Gas-Particle Uptake and Hygroscopic Growth by Organosulfate Particles

Organosulfate compounds make up a substantial fraction of the particle mass concentration in some regions of the Earth's atmosphere, and organosulfate particles can have sufficiently high viscosity to limit rates of gas-particle interactions. Viscosity varies with relative humidity (RH). Herein, organosulfate particles were exposed to the gas-phase products of alpha- pinene photooxidation. The gas-particle partitioning of these species was studied from 15 to 70% RH and < 1 to 16 ppb NO at 299 K. The uptake of the alpha-pinene oxidation products increased with the increase in RH, and higher gas-phase NO concentrations resulted in increased particle-phase concentrations of nitrogen compounds. Particle hygroscopicity was examined by optical microscopy. Hygroscopic growth at elevated RH was sufficient to explain the RH-dependent uptake measurements, and kinetic limitations tied to particle viscosity were not observed. The lack of kinetic limitations combined with the Stokes-Einstein equation implied a viscosity much less than 1 x 106 Pa s. This value is consistent with estimated viscosities based on literature parameterizations for water mass fractions in the particles of at least 0.05 at 15% RH. Overall, these results suggest that organosulfate hygroscopicity plays a key role in their viscosity and hence in regulating gas-particle partitioning, thereby simplifying the treatment of atmospheric chemistry and transport of pollutants in models of the Earth's atmosphere.
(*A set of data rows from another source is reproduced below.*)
PR #722, opened 2022-05-09
POL-236 Enabled user check

dvoet:
Ticket: https://broadworkbench.atlassian.net/browse/POL-236
recommend ignoring whitespace

- refactored routes a little to centralize calls to `withSamRequestContext` and `requireActiveUser` in /api routes
- implemented terms of service check and enabled users tests
- a litte more renaming
- tests

---

**PR checklist**


src/main/scala/org/broadinstitute/dsde/workbench/sam/api/StandardUserInfoDirectives.scala
```diff
@@ -26,11 +26,28 @@ trait StandardUserInfoDirectives extends UserInfoDirectives with LazyLogging wit
 
   def requireActiveUser(samRequestContext: SamRequestContext): Directive1[SamUser] = requireOidcHeaders.flatMap { oidcHeaders =>
     onSuccess {
-      getUserInfo(directoryDAO, registrationDAO, oidcHeaders, samRequestContext).unsafeToFuture()
+      val requireActiveUserIO = for {
+        user <- getSamUser(directoryDAO, registrationDAO, oidcHeaders, samRequestContext)
+        tosStatus <- tosService.getTosStatus(user.id, samRequestContext)
```
dvoet: Note that this is an extra db call per api call to sam but it should be a few millis. This can be wedged into an existing call but let's not optimize prematurely.

src/main/scala/org/broadinstitute/dsde/workbench/sam/api/StandardUserInfoDirectives.scala
```diff
@@ -114,18 +131,8 @@ object StandardUserInfoDirectives {
   }
 
   private def lookUpByGoogleSubjectId(googleSubjectId: GoogleSubjectId, directoryDAO: DirectoryDAO, samRequestContext: SamRequestContext): IO[SamUser] =
-    for {
-      maybeSamUser <- directoryDAO.loadUserByGoogleSubjectId(googleSubjectId, samRequestContext)
-      samUser <- maybeSamUser match {
-        case Some(samUser) => IO.pure(samUser)
-        case None => directoryDAO.loadSubjectFromGoogleSubjectId(googleSubjectId, samRequestContext).flatMap {
-          case Some(_) =>
-            IO.raiseError(new WorkbenchExceptionWithErrorReport(ErrorReport(StatusCodes.Conflict, s"subjectId $googleSubjectId is not a WorkbenchUser")))
```
dvoet, line 123: this case will never happen because the calling code already checks for pets. So simplify by not having code that does an unnecessary check.

src/main/scala/org/broadinstitute/dsde/workbench/sam/service/TosService.scala
```diff
@@ -77,10 +77,7 @@ class TosService (val directoryDao: DirectoryDAO, val registrationDao: Registrat
     */
   def getTosStatus(user: WorkbenchSubject, samRequestContext: SamRequestContext): IO[Option[Boolean]] = {
     if (tosConfig.enabled) {
-      getTosGroupName(samRequestContext).flatMap {
-        case Some(groupName) => directoryDao.isGroupMember(groupName, user, samRequestContext).map(Option(_))
-        case None => IO.raiseError(new WorkbenchExceptionWithErrorReport(ErrorReport(StatusCodes.NotFound, s"Terms of Service group ${getGroupNameString()} not found.")))
-      }
+      directoryDao.isGroupMember(getGroupName(), user, samRequestContext).map(Option(_))
```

The role of organosulfates is expected to take on increasing importance for projected future emission trends.

Automated summary

Organosulfate particles, with their high hygroscopicity and viscosity, play a crucial role in gas-particle interactions in the Earth's atmosphere. The uptake of these particles is affected by environmental humidity and nitrogen oxide concentrations, while viscosity and kinetic limitations have minimal impact on the uptake. These findings are significant for simplifying models of atmospheric chemistry and pollutant transport.